Go through the material and copy each line in which the word "change" shows up.
Records for processing Start Marker
Issue #406, opened 2022-12-06
pileup returns nans as zeros


gfudenberg:
Is this the intended behavior? @Phlya @agalitsyna 
https://github.com/open2c/cooltools/blob/48bec4008d765b9e0ee0a72782a04d4bca73e930/cooltools/api/snipping.py#L988

Here's a minimal example of what happens when`np.nan` entries are input to that line:
```python
stack = np.array([[[np.nan]]])
stack = np.array([[[np.nan]]])
stack.shape
(1, 1, 1)

np.nansum([stack, np.transpose(stack, axes=(1, 0, 2))], axis=0)
array([[[0.]]])
```

Phlya:
Mhhh good point... I think this is not intended behaviour, this is there to fill in the bottom triangle of the on-diagonal pileups, since otherwise they would be empty and people would be surprised. I guess the positions of NaNs in the upper triangle need to be recorded, and then equivalently transposed, and set again in the new array... Something like that.

golobor:
A potentially simpler solution:
https://github.com/open2c/cooltools/compare/master...symmetrize-pileups

see an example here:
https://gist.github.com/golobor/cdf86509191515b6e6ae3e4cd6a2f086

Phlya:
Cool, never heard of this function. Need to test, but looks promising!

PR #418, opened 2023-02-09
Record and restore nans when transposing the stack in pileups

Phlya:
Fix https://github.com/open2c/cooltools/issues/406

### DIFF
--- a/.gitignore
+++ b/.gitignore
@@ -105,3 +105,5 @@ tmp.npz
 .gitignore
 tmp.hdf5
 cooltools/sandbox/test.mcool
+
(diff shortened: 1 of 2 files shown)


Phlya:
Add np.triu before transposing to ensure the main diagonal is not summed up with itself in case it's not masked.

Phlya:
Maybe we can just to np.sum instead of np.nansum with nan-flipping?

Phlya:
Investigate why the stack is organised with indices along the third axis, not first?

Should the transposing/summing be a separate small function?

Issue #421, opened 2023-02-14
cooltools expected with regions fails if regions do not have names


agalitsyna:
My regions table has three columns (chrom-start-end with no names).
expected-cis CLI fails with:

<img width="1024" alt="image" src="https://user-images.githubusercontent.com/8100372/218880857-594bae9a-7e7f-422e-8d9d-92f168e495cc.png">

sergpolly:
For a second thought we agreed on this - but upon re-reading the docstring realized that it isn't the case ...
So - you're right this should not fail like that !

I suspect the problem is with the the `bioframe.read_table` over [here](https://github.com/open2c/cooltools/blob/67bc94d41b988d4442f483da80c6274e91bda164/cooltools/lib/io.py#L372) - i.e. we try to read a `bed4` from a 3-column file and it should FAIL, but instead it is giving us a 4-column dataframe , where names are popluated with NaNs

need more insight into bioframe ...
ok - looks like we need to engage ` schema_is_strict=True` for this to work reliably !

PR #437, opened 2023-04-19
fix 421 - allow view without names

sergpolly:
engaged `schema_is_strict=True` for reading `bed4` or `bed3` viewframe from file addressing #421

I checked and it ooks like this is the only place where we use `bioframe.read_table` so this should be ok from generality perspective


sergpolly:
alright - i think i'll merge it as it is small, self-explanatory and mostly good

PR #442, opened 2023-05-16
Update cross_score.py

Phlya:
Allow arbitrary clr-weight-name and mask first diagonals (default 2)


Phlya:
Would be good to add the code to default ignore_diags to the diags ignored in balancing

golobor (approved):
looks good to me!

PR #1000, opened 2017-06-12
update pom.xml, separate shade-plugin to dl and spark-version

qiuxin2012:

update pom.xml, separate shade-plugin to dl and spark-version

## How was this patch tested?

unit tests, manual tests

### DIFF
--- a/spark/dl/pom.xml
+++ b/spark/dl/pom.xml
@@ -151,6 +151,43 @@
             </plugin>
 
             <plugin>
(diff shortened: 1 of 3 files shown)


yiheng:
LGTM

qiuxin2012:
@yiheng  I think we need a backport for this.

yiheng:
@qiuxin2012 I think so

PR #1010, opened 2017-06-14
Remove hard code spark version as 2.0 in pom

dding3:
Remove hard code spark version as 2.0 in pom

## How was this patch tested?
manual run lenet with spark 2.1.1 and spark 2.1.0


yiheng:
LGTM

PR #1011, opened 2017-06-14
[Issue 1007] load caffe model from hdfs

SeaOfOcean:

load caffe model from hdfs

## How was this patch tested?

unit test, integration test

fixed https://github.com/intel-analytics/BigDL/issues/1007

### DIFF
--- a/spark/dl/src/main/scala/com/intel/analytics/bigdl/utils/CaffeLoader.scala
+++ b/spark/dl/src/main/scala/com/intel/analytics/bigdl/utils/CaffeLoader.scala
@@ -60,7 +60,7 @@ class CaffeLoader[T: ClassTag](prototxtPath: String, modelPath: String,
     }
   }
 
-  private def loadFromHdfs(fileName: String): FSDataInputStream = {
+  private def createHdfsInputStream(fileName: String): FSDataInputStream = {
     val src = new Path(fileName)
     val fs = src.getFileSystem(new Configuration())
     fs.open(src)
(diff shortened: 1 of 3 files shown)


spark/dl/src/main/scala/com/intel/analytics/bigdl/utils/CaffeLoader.scala
```diff
@@ -16,7 +16,7 @@
 
 package com.intel.analytics.bigdl.utils
 
-import java.io.{FileInputStream, InputStreamReader}
+import java.io._
```
wzhongyuan: One of these 2 lines can be removed ?

spark/dl/src/main/scala/com/intel/analytics/bigdl/utils/CaffeLoader.scala
```diff
@@ -58,18 +60,41 @@ class CaffeLoader[T: ClassTag](prototxtPath: String, modelPath: String,
     }
   }
 
+  private def loadFromHdfs(fileName: String): FSDataInputStream = {
```
wzhongyuan: rename to another meaningful method name ?  this method just create the inputstream

spark/dl/src/main/scala/com/intel/analytics/bigdl/utils/CaffeLoader.scala
SeaOfOcean: import java.io.{FileInputStream, InputStreamReader} is replaced by import java.io._

SeaOfOcean:
pr validate and integration test pass

wzhongyuan:
@SeaOfOcean  LGTM, please let me know when it's merged, then I will resolve the conflict and send the update

PR #1015, opened 2017-06-14
fix concat return incorrect result when output is 1D(no batch)

### LINKED ISSUE #1014: Concat will return wrong result when output's dimension=1
```scala
val model = Concat[Float](1)
model.add(Identity[Float]())
model.add(Identity[Float]())
print(model.forward(Tensor[Float].range(1, 3, 1)))
```
Get result 
```
0.0
0.0
0.0
0.0
0.0
0.0
[com.intel.analytics.bigdl.tensor.DenseTensor of size 6]
```

Correct one is 
```
1.0
2.0
3.0
1.0
2.0
3.0
[com.intel.analytics.bigdl.tensor.DenseTensor of size 6]
```

qiuxin2012:

fix concat return incorrect result when output is 1D

## How was this patch tested?

unit tests

fixed #1014


yiheng:
LGTM

PR #1017, opened 2017-06-15
Add default spark config

zhichao-li:
Previously we use ``` SparkConf()``` as the default value, but actually the correct one should be ``` create_spark_conf()``` which would combining bigdl config into the default spark conf


zhichao-li:
Jenkins passed

PR #1028, opened 2017-06-16
using set instead of copy for output and gradInput

JerryYanWan:
Optimize Recurrent layer; set storage of cell.output to recurrent.output

## How was this patch tested?
Unit test

### DIFF
--- a/spark/dl/src/main/scala/com/intel/analytics/bigdl/nn/Recurrent.scala
+++ b/spark/dl/src/main/scala/com/intel/analytics/bigdl/nn/Recurrent.scala
@@ -208,7 +208,7 @@ class Recurrent[T : ClassTag]()
 
   override def accGradParameters(input: Tensor[T], gradOutput: Tensor[T],
                                  scale: Double = 1.0): Unit = {
-    cellAppendStartIdx = times
+    cellAppendStartIdx = cells.length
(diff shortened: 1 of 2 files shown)


spark/dl/src/main/scala/com/intel/analytics/bigdl/nn/Recurrent.scala
```diff
@@ -221,10 +247,15 @@ class Recurrent[T : ClassTag]()
         else hidden
       _input(inputDim) = input.select(timeDim, i)
       cells(i - 1).updateGradInput(_input, currentGradOutput)
-      gradInput.select(timeDim, i).copy(cells(i - 1).gradInput.toTable(inputDim))
       currentGradOutput(hidDim) = cells(i - 1).gradInput.toTable(hidDim)
       i -= 1
     }
+    if (cellAppendStartIdx == 0 || cellAppendStartIdx < times) {
+      set(cells.slice(cellAppendStartIdx, times)
+        .map(x => x.gradInput.toTable(inputDim).asInstanceOf[Tensor[T]]),
```
qiuxin2012: x.gradInput.toTable()[Tensor[T]](inputDim)

qiuxin2012:
LGTM

PR #1045, opened 2017-06-20
remove tf layers from python api

yangw1234:

Const, Fill, SplitAndSelect, Shape

The above layers are created to match the tf counterparts and should not be used by user directly. Remove them from python api. 

## How was this patch tested?
add unit tests, modify existing tests


yangw1234:
pr validation pass

zhichao-li:
LGTM

PR #1046, opened 2017-06-20
fix: localMode should be false in HDFSSpec

i8run:

localMode should be false in HDFSSpec

## How was this patch tested?

jenkins pr validation and integrating tests.


zhangxiaoli73:
LGTM

PR #1069, opened 2017-06-22
rename apply to inputs when define connection in Graph API

yiheng:
In functional model definition, rename the apply to inputs. In the beginning, the method to define an edge
is named as apply, we'd like write code like
```scala
val y = Linear(3, 4)(x)
```
However, there's an implicit parameter in the Linear.apply function. So that code can not compile.

Now we change it to
```scala
val y = Linear(3, 4).inputs(x)
```

This change won't affect the python functional method
## How was this patch tested?
Unit test


qiuxin2012:
LGTM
Records for processing End Marker
Answer section:
Now we change it to
This change won't affect the python functional method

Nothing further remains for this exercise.